From the inspiration, here comes the conclusion:

  • Handling cascaded Nova/Cinder similar as what has been done over vCenter and Ironic
  • Handling cascaded Neutron similar as the L2 OVS agent / L3 DVR agent. The challenge is to make cross cascaded OpenStack L2/L3 networking like that inside one OpenStack


Now, the cascaded OpenStack simply like a huge compute node, and the cascading OpenStack like the controller node.

Architecture

For detailed architecture design, please refer to following links.


Normally, Nova will use KVM or other hypervisor as the compute virtualization backend, Cinder will use LVM or other block storage as storage backend, Neutron will use OVS or other as L2 backend, linux router as L3 agent, etc.

The core architecture idea of OpenStack cascading is to add Nova as the hypervisor backend of Nova, Cinder as the block storage backend of Cinder, Neutron as the backend of Neutron, Glance as one image location of Glance, Ceilometer as the store of Ceilometer.

Cascading12.png

The OpenStack cascading includes cascading of Nova, Cinder, Neutron, Glance and Ceilometer. KeyStone will be global service shared by cascading and cascaded OpenStacks (or using KeyStone federation), and Heat will consume cascading OpenStack API. Therefore no cascading is required for KeyStone and Heat. The following picture is the architecture for Nova/Cinder/Neutron cascading.

Cascading02.png


  • Nova-Proxy: the hypervisor driver for Nova running on Nova-Compute node. Nova proxy makes the cascaded Nova being the hypervisor back end of Nova. Transfer the VM operation to the regarding cascaded Nova. Also responsible for attach volume and network to the VM in the cascaded OpenStack.

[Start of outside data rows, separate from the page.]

PR #269, opened 2022-04-19
Feature: Added Slots to Order Show Page in Hub

przper:
Added custom Slots in Admin Hub to OrderShow Page.

### DIFF
--- a/packages/admin/resources/views/livewire/components/orders/show.blade.php
+++ b/packages/admin/resources/views/livewire/components/orders/show.blade.php
@@ -113,6 +113,12 @@
         </header>
       @endif
 
+      @foreach($this->getSlotsByPosition('top') as $slot)
+       <div id="{{ $slot->handle }}">
+        <div>@livewire($slot->component, ['slotModel' => $order], key("top-slot-{{ $slot->handle }}"))</div>
+       </div>
+      @endforeach
+
       <section class="bg-white rounded-lg shadow">
         @include('adminhub::partials.orders.details')
       </section>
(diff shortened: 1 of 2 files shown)


packages/admin/resources/views/livewire/components/orders/show.blade.php
```diff
@@ -161,6 +167,12 @@ class="flex-shrink-0 px-4 py-2 ml-4 text-xs font-bold text-gray-700 border round
           @endforeach
         </dl>
       </section>
+
+      @foreach($this->getSlotsByPosition('bottom') as $slot)
+       <div id="{{ $slot->handle }}">
+        <div>@livewire($slot->component, ['slotModel' => $order], key("top-slot-{{ $slot->handle }}"))</div>
```
ryanmitchell, line 173: Key should be bottom-slot-xxx not top-slot-xxx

  • Cinder-Proxy: The Cinder-Volume driver for Cinder running on Cinder-Volume node. Cinder proxy makes Cinder being the block storage back end of Cinder. Transfer the volume operation to the regarding cascaded Cinder.


  • L2-Proxy: Similar role like OVS-Agent. L2-Proxy makes the cascaded Neutron as the L2 backend of Neutron. Finish L2-networking in the cascaded OpenStack, including cross OpenStack networking.


  • L3-Proxy: Similar role like DVR L3-Agent. L3-Proxy makes the cascaded Neutron as the L3 backend of Neutron. Finish L3-networking in the cascaded OpenStack, including cross OpenStack networking.


  • FW-Proxy: Similar role like FWaaS-Agent. FW-Proxy makes the cascaded Neutron as the FWaaS backend of Neutron.


  • LB-Proxy: Similar role like LBaaS-Agent. LB-Proxy makes the cascaded Neutron as the LBaaS backend of Neutron.


  • VPN-Proxy: Similar role like VPNaaS-Agent. VPN-Proxy makes the cascaded Neutron as the VPNaaS backend of Neutron.



For Glance, it's not a must to have cascading. It's up to back-end store and deployment decision. Both global glance or glance with cascading can work for OpenStack cascading solution. There are two ways to do glance cascading, both method will make the cascaded Glance as one of the image locations:

  1. The first way is to replicate image when image data uploaded or an image location patched or snapshot created, this way can get better end-user experience for shorter VM boot period, but the technologies used is more complex.
  2. The second way to do the glance cascading is to replicate the image data only when the image is used for the first time in the regarding cascaded OpenStack. This way will make the first time VM-boot take longer time to finish the task, but it's much more simple and robust.
  3. The third way is to just register the location in the cascading Glance for the already existing Image in the cascaded Glance


For Ceilometer, cascading solution has to be introduced. There is huge volume data will be generated inside Ceilometer, it's impossible to use shared Ceilometer for all sites.

Cascading03.png

  • Repli-Manager: Replicate image among the cascading and policy determined Cascaded OpenStacks. It's only required if using image synchronization when image data upload or an image location patched or snapshot created.
  • Ceilometer-Proxy: Transfer the request to destined Ceilometer or collect information from several Ceilometer.

Value to end user

  • Tenant level global IP address management.

The cascading OpenStack can work as the global IP address management for the tenant across multiple cascaded OpenStack.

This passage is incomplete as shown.